━━ Provided records ━━

PR #7967, opened 2022-04-07
fix(platform): add limitless option to multi combobox

### LINKED ISSUE #7862: <fdp-multi-comboxbox>: [selectedItems] property populated but view is not rendering selected values
## Is this a bug, enhancement, or feature request?
Bug

## Which versions of Angular and Fundamental Library for Angular are affected? (If this is a feature request, use current version.)
Our app is currently using v0.31.x, but issue also found on latest release v0.33.x

## If this is a bug, please provide steps for reproducing it.
- As a user, they can only see a small set of values (from the whole data source value set) upon opening the dropdown
 
- User could not scroll the dropdown to see the rest of the data source values, but they could type to search and find their desired values. It appears that the component is not rendering all the data source values upon opening the dropdown. Is this the expected behavior of the component (due to perf concern if the data source set is too large)?
 
- When a user has typed and selected a matching value, the (selectionChange) event is triggered, and as per our business logic requirement, we will need to perform validation API call and then refresh the component view (basically doing some re-initialization)
 
- Now, after refreshing the view, even though we have already chosen to bind the [selectedItems] property to a certain array value, we could not see these multi-select values being rendered inside the input box.
However, if user now types certain keyword and it matches with their previously selected choices, we can see that from opening the dropdown, these previous values are pre-selected and highlighted (since we have bound the ‘selectedItems’ properties already). Like below:
Screen Shot 2022-03-08 at 5 03 56 PM

- So our main question is: since we have the data already bound to the component’s ‘selectedItems’ property, why isn’t the view rendering these values? Basically, the model is there, but the view is not updated or rendered

## Is there anything else we should know?
Similar issues were also found for the \<fd-multi-input\> component

aberikashvili:
## Related Issue(s)

closes #7862 

##### During Implementation

1. Visual Testing:

-   [ ] visual misalignments/updates
-   [ ] check Light/Dark/HCB/HCW themes
-   [ ] RTL/LTR - proper rendering and labeling
-   [ ] responsiveness(resize)
-   [ ] Content Density (Cozy/Compact/(Condensed))
-   [ ] States - hover/disabled/focused/active/on click/selected/selected hover/press state
-   [ ] Interaction/Animation - open/close, expand/collapse, add/remove, check/uncheck
-   [ ] Mouse vs. Keyboard support
-   [ ] Text Truncation

-   [ ] check for console logs (warnings, errors)
-   [ ] API boundary values
-   [ ] different combinations of components - free style
-   [ ] change the API values during testing

-   [ ] poor examples
-   [ ] Stackblitz works for all examples

4. Accessibility testing

##### PR Quality

-   [ ] update `README.md`


libs/platform/src/lib/form/multi-combobox/commons/base-multi-combobox.ts
```diff
@@ -170,6 +172,9 @@ export abstract class BaseMultiCombobox extends CollectionBaseInput implements A
     @Input()
     invalidEntryMessage = 'Invalid entry';
 
+    @Input()
+    limitless = true;
```
genereg1, line 176: typedoc

libs/platform/src/lib/shared/domain/data-source.ts
```diff
@@ -162,6 +162,15 @@ export class ComboBoxDataSource<T> implements DataSource<T> {
 
     protected _dataLoading = false;
 
+    protected _limitless = false;
```
g-cheishvili, line 165: Why have setter and getter when nothing happens in them?

libs/platform/src/lib/form/multi-combobox/commons/base-multi-combobox.ts
```diff
@@ -714,7 +725,11 @@ export abstract class BaseMultiCombobox extends CollectionBaseInput implements A
         // initial data fetch
         const map = new Map();
         map.set('query', '*');
-        map.set('limit', 12);
+
+        if (!this.limitless) {
+            map.set('limit', MAP_LIMIT);
```
g-cheishvili, line 730: Is there any particular reason behind that "12"? or it can be anything user wants and can be put out to configuration?

aberikashvili: It was implemented before I touch this component, I just extracted it to constant

libs/platform/src/lib/form/multi-combobox/commons/base-multi-combobox.ts
```diff
@@ -169,6 +172,14 @@ export abstract class BaseMultiCombobox extends CollectionBaseInput implements A
     /** Sets invalid entry message. */
     @Input()
     invalidEntryMessage = 'Invalid entry';
+    private _limitless = false;
+    @Input()
+    set limitless(val: boolean) {
```
platon-rov, line 177: typedoc.

libs/platform/src/lib/form/multi-combobox/commons/base-multi-combobox.ts
```diff
@@ -368,6 +382,10 @@ export abstract class BaseMultiCombobox extends CollectionBaseInput implements A
         super(_cd, ngControl, ngForm, formField, formControl);
     }
 
+    ngOnInit(): void {
+        this._initializeDataSource(this._data);
```
platon-rov, line 386: If datasource isn't set till this moment it wont be opened, and previously we had this in setted, why is this changed?

aberikashvili: So, initialization of the datasource, depends on the value of limitless property, which is passed using @Input decorator as well. Leaving DS initialization in the setter, will cause regression, for example: if users will call the component using the following order of the inputs ` <... [datasource]=".." [limitless]="..">`, we won't have limitless value ready for the initialization, that's why I moved it to the `ngOnInit`

aberikashvili: @dmitry-stepanenko I re-tested it and it's working without `ngOnChanges`

aberikashvili: @dmitry-stepanenko added button for toggling `limitless` input

platon-rov: Yea, changing limitless will be working as we're processing then that change in `searchTermChanged` method. 

What i'm talking about - we're not reinitializing datasource on `dataSource` input change anymore. User has to set it once at the beginning and cannot change it. That's the regression.

platon-rov (changes requested):

libs/platform/src/lib/form/multi-combobox/commons/base-multi-combobox.ts
aberikashvili: @platon-rov ah, got it, will handle this case

aberikashvili: @platon-rov done, please check again

libs/platform/src/lib/form/multi-combobox/commons/base-multi-combobox.ts
```diff
@@ -367,6 +386,12 @@ export abstract class BaseMultiCombobox extends CollectionBaseInput implements A
         super(_cd, ngControl, ngForm, formField, formControl);
     }
 
+    ngOnChanges(changes: SimpleChanges): void {
+        if (changes['dataSource']) {
```
g-cheishvili, line 390: well, you already have input setter on dataSource, you can use that and shrink lines by removing ngOnChanges

g-cheishvili: Or you can remove dataSource setter, if always getting the filled input is not something very important and shrink code that way

g-cheishvili: Either way, in this case, one of them should go in my opinion

libs/platform/src/lib/form/multi-combobox/commons/base-multi-combobox.ts
```diff
@@ -169,6 +173,15 @@ export abstract class BaseMultiCombobox extends CollectionBaseInput implements A
     @Input()
     invalidEntryMessage = 'Invalid entry';
 
+    /** Sets _limitless value */
+    @Input()
+    set limitless(val: boolean) {
```
g-cheishvili, line 178: Setter just sets value to the private property, could be removed and `limitless` can be just an input

libs/platform/src/lib/form/multi-combobox/commons/base-multi-combobox.ts
```diff
@@ -461,7 +486,11 @@ export abstract class BaseMultiCombobox extends CollectionBaseInput implements A
 
         const map = new Map();
         map.set('query', text);
-        map.set('limit', 12);
+
+        if (!this.limitless) {
+            map.set('limit', MAP_LIMIT);
```
g-cheishvili, line 491: It would be better if MAP_LIMIT became configurable by user via DI Token

g-cheishvili (changes requested):
Overall few small notes

platon-rov (commented):
Please check Giorgi's comments.

libs/platform/src/lib/form/multi-combobox/commons/base-multi-combobox.ts
aberikashvili: done

libs/platform/src/lib/form/multi-combobox/commons/base-multi-combobox.ts
aberikashvili: done

libs/platform/src/lib/form/multi-combobox/commons/base-multi-combobox.ts
```diff
@@ -91,14 +97,7 @@ export abstract class BaseMultiCombobox extends CollectionBaseInput implements A
...
     @Input()
-    set dataSource(value: FdpMultiComboboxDataSource<any>) {
-        if (value) {
-            this._initializeDataSource(value);
-        }
-    }
-    get dataSource(): FdpMultiComboboxDataSource<any> {
-        return this._dataSource;
-    }
+    dataSource: any;
```
g-cheishvili, line 100: Why `any`?

libs/platform/src/lib/form/multi-combobox/commons/base-multi-combobox.ts
```diff
@@ -63,6 +67,8 @@ import {
 import { TextAlignment } from '../../combobox';
 import { MultiComboboxConfig } from '../multi-combobox.config';
 
+export const MAP_LIMIT = new InjectionToken<number>('Map limit≥');
```
g-cheishvili, line 70:
```suggestion
export const MAP_LIMIT = new InjectionToken<number>('Map limit≥', { factory: () => 12 });
```

g-cheishvili (changes requested):

libs/platform/src/lib/form/multi-combobox/commons/base-multi-combobox.ts
g-cheishvili: Can you please also add one small example or description of that feature to example?

g-cheishvili (approved):

apps/docs/src/app/platform/component-docs/platform-multi-combobox/platform-multi-combobox-docs.module.ts
```diff
@@ -45,7 +46,10 @@ const routes: Routes = [
         BusyIndicatorModule
     ],
     exports: [RouterModule],
-    providers: [{ provide: MOBILE_MODE_CONFIG, useValue: MULTI_COMBOBOX_MOBILE_CONFIG, multi: true }],
+    providers: [
+        { provide: MOBILE_MODE_CONFIG, useValue: MULTI_COMBOBOX_MOBILE_CONFIG, multi: true },
+        { provide: MAP_LIMIT, useValue: 12 }
```
dmitry-stepanenko, line 51: since you're using the factory as @g-cheishvili suggested, you don't need to provide it anymore

aberikashvili: @dmitry-stepanenko done

libs/platform/src/lib/shared/domain/data-source.ts
```diff
@@ -181,7 +185,7 @@ export class ComboBoxDataSource<T> implements DataSource<T> {
             throw new Error('DataSource.match() predicate can only accepts string and Map');
         }
 
-        if (!searchParam.has('limit')) {
+        if (!searchParam.has('limit') && !this.limitless) {
```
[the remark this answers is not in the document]
platon-rov: I mean, we can keep `@Input() limitless` in component and if it's not provided then use the default limit. But here, in data-source i think just one of them is enough.

libs/platform/src/lib/form/multi-combobox/commons/base-multi-combobox.ts
```diff
@@ -362,11 +365,18 @@ export abstract class BaseMultiCombobox extends CollectionBaseInput implements A
...
-        @Optional() @SkipSelf() @Host() formControl: FormFieldControl<any>
+        @Optional() @SkipSelf() @Host() formControl: FormFieldControl<any>,
+        @Inject(MAP_LIMIT) private _mapLimit: number
     ) {
         super(_cd, ngControl, ngForm, formField, formControl);
     }
 
+    ngOnChanges(changes: SimpleChanges): void {
+        if (changes['dataSource']) {
+            this._initializeDataSource(this.dataSource);
```
platon-rov, line 376: This is still will be different. You have `this._dataSource` changed in `_initializeDataSource` and previously, with getter approach, we were returning `this._datasource` in getter of `this.datasource`. And now `this.datasource` will be returned. Please, just revert this to its oiriginal state.

platon-rov (changes requested):

libs/platform/src/lib/shared/domain/data-source.ts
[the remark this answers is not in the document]
aberikashvili: @platon-rov do you offer to throw away `ComboBoxDataSource.MaxLimit` ? because, if I remove `&& !this.limitless` and consider `!searchParam.has('limit')` means limitless, than this max limit is an obstacle here

libs/platform/src/lib/form/multi-combobox/commons/base-multi-combobox.ts
aberikashvili: @platon-rov which original state? you mean to remove `ngOnChanges` at all and return to setters and getters for datasource?

platon-rov: yea, exactly

libs/platform/src/lib/shared/domain/data-source.ts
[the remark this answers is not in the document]
platon-rov: We have limitless input property in component, we can set it to false by default so we will limit results to certain number using `searchParam.set('limit', ...)`. 

But user will be able to set limitless to true then we won't be setting this map key-value pair. That's  what i meant.

libs/platform/src/lib/form/multi-combobox/commons/base-multi-combobox.ts
aberikashvili: @platon-rov If we return to setter and getter approach, then we'll face the following issue again: 
image

mikerodonnell89 (changes requested):
This breaks the first few examples, clicking the input group addon button to open the dropdown on the first example throws this error:
Screen Shot 2022-05-24 at 2 53 04 PM

libs/platform/src/lib/form/multi-combobox/commons/base-multi-combobox.ts
platon-rov: Okay, i see. Reasonable.

Anyway, we need to partially change this behavior to its previous state. Let's not initialize ds in setter, but we should left those accessors and also set `_dataSource` in `_initializeDataSource` method. 

```js
set dataSource(...
  // do nothing
}
get dataSource(...
  // we wanna persist this one
  return this._dataSource;
}

ngOnChanges(...
  if(changes.dataSource) {
    // in this method we will set this._dataSource as previously
    this._initializeDataSource(changes.dataSource.currentValue);
}
```

aberikashvili: @platon-rov done, please check

aberikashvili:
> This breaks the first few examples, clicking the input group addon button to open the dropdown on the first example throws this error: Screen Shot 2022-05-24 at 2 53 04 PM

@mikerodonnell89 fixed, please check again

dmitry-stepanenko (approved):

━━━

### Exercise details
Retype exactly the lines from the start of the entries through the one with "- As a user, they"; include both ends.

### Output of the task
PR #7967, opened 2022-04-07
fix(platform): add limitless option to multi combobox

### LINKED ISSUE #7862: <fdp-multi-comboxbox>: [selectedItems] property populated but view is not rendering selected values
## Is this a bug, enhancement, or feature request?
Bug

## Which versions of Angular and Fundamental Library for Angular are affected? (If this is a feature request, use current version.)
Our app is currently using v0.31.x, but issue also found on latest release v0.33.x

## If this is a bug, please provide steps for reproducing it.
- As a user, they can only see a small set of values (from the whole data source value set) upon opening the dropdown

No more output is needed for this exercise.